# Bobcaygeon House of Hoarders



## jerm IX (Oct 19, 2011)

This isn't just a story about a man exploring an abandoned house, this is a story about living with the loss of loved ones. This is a story about consumption and compulsion and coping mechanisms.

This is a love story.

Immediately upon cracking open the door, I am overwhelmed. A repulsive stench is thick in the hot air and more powerful than anything my olfactory system has ever encountered. My eyes instantly begin to tear up, I cough into my elbow, and retreat.

I stand outside under a drooping willow tree, trying not to think about the pungent odor, but rather what I saw inside. A thick carpet of everything imaginable is a lopsided and unstable foundation to giant mountains of everything else. Intrigued, and already reeking of the pukey must, I take a few deep breaths, and re-open the door...

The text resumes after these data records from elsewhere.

PR #1660, opened 2019-07-09
Fix reading depth buffers with read_pixels

### LINKED ISSUE #1250: Impossible to read the depth buffer
According to the document http://vispy.org/gloo.html, `vispy.gloo.FrameBuffer.read` supports read the depth buffer.  However in practice it always returns an numpy array whose shape is either `(w, h, 3)` or `(w, h, 4)`, which is not the depth buffer.

### LINKED ISSUE #1297: Unable to draw ellipse in v.0.5.0, while it works in v.0.4.0
Hi,

I am new to VisPy, and in the process of finding out whether it is possible to move over from Matplotlib to VisPy for my application (a viewer for weather radar data), without loss of essential features. I have experienced a huge increase in speed compared to Matplotlib for plotting the radar data only, which makes me enthusiastic, but there are several important features of my application for which I have to check whether I can generate them in VisPy.
While doing so I tried to draw an ellipse using an example I found, which works in v0.4.0, but doesn't in v.0.5.0. A difference between both versions is that the position/center of the ellipse is in the former referred to by 'pos', and in the latter by 'center'. Changing this doesn't solve the issue however, allthough no errors are generated anymore. I also did not found anything in the source code of vispy.scene.visuals.Ellipse that did not seem to be evaluated properly. Below is the code I used, which is the version that works in v.0.4.0. In v.0.5.0 should at least 'center' be substituted for 'pos'. Anyone having ideas about how to solve this?

```
import vispy
from vispy import gloo, app

class Canvas(vispy.scene.SceneCanvas):
    def __init__(self):
        vispy.scene.SceneCanvas.__init__(self, keys='interactive')
        self.size = (800, 800)
        self.show()
        
        try: self.unfreeze();
        except AttributeError: pass
        self.ellipse = visuals.Ellipse(pos=(400,400,0), radius=[30, 30],
                               color=(1, 0, 0, 1),
                               border_color=(1, 1, 1, 1),
                               start_angle=180., span_angle=150.)
        
        self._timer = app.Timer('auto', connect=self.on_timer, start=True)

    def on_timer(self, event):
        self.ellipse.radius[0] += 1
        self.ellipse.radius[1] += 1.5
        self.ellipse.span_angle += 0.6
        self.update()

        self.ellipse.radius = [320, 240]
        self.ellipse.span_angle = 150.
        self.update()

    def on_draw(self, ev):
        gloo.clear(color='black')
        self.draw_visual(self.ellipse)
        self.update();

if __name__ == '__main__':
    win = Canvas()
    import sys
        `vispy.app.run()
```

djhoese:
Closes #1250 

This is a simple hack for fixing reading depth buffers. The problem as described in the related issue was that when you asked to read the depth buffer the underlying `read_pixels` function was still asking for an RGB/RGBA array, meaning the color was being read. This PR fixes that by passing a `mode` parameter which can be color/depth/stencil and will use the appropriate GL constant when calling `glReadPixels`.

Questions for the maintainers:

1. Is `mode` the best way to solve this?
2. Should the return value always be 3D even if it is (rows, columns, 1) for depth and stencil?
3. I also realized that `stencil` mode doesn't work with the `crop` logic in frame buffer's `read` because there is no `self.stencil_buffer` attribute. Not sure the best way to fix this.

TODO:

- [ ] Tests
- [ ] Fix docstrings

### DIFF
--- a/vispy/gloo/framebuffer.py
+++ b/vispy/gloo/framebuffer.py
@@ -250,8 +250,11 @@ class FrameBuffer(GLObject):
         
         """
         _check_valid('mode', mode, ['color', 'depth', 'stencil'])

http://jermalism.blogspot.com/2011/10/abandonment-issues-bobcaygeon-house-of.html






Man and wife by jerm IX, on Flickr




Mt. Clothing by jerm IX, on Flickr




Mt. Garbage by jerm IX, on Flickr




traversing by jerm IX, on Flickr




the boy's room by jerm IX, on Flickr




things by jerm IX, on Flickr




laundry day by jerm IX, on Flickr




deer john by jerm IX, on Flickr




The Last Supper by jerm IX, on Flickr


----------



## Lolpeacock (Oct 19, 2011)

Great pics. Thanks!
Really sad story.


----------



## st33ly (Oct 19, 2011)

Wow! Thats alot of stuff.

Nice report


----------



## maximus (Oct 19, 2011)

Great pics!

Love houses full of things!!


----------



## urbanisle (Oct 19, 2011)

I never understand how people let things get this bad, sad. Nice report and pictures


----------



## TeeJF (Oct 19, 2011)

So what was the stink then? it doesn't look very dirrty or anything???

Thanks for posting such great pix.


----------



## maximus (Oct 19, 2011)

TeeJF said:


> So what was the stink then? it doesn't look very dirrty or anything???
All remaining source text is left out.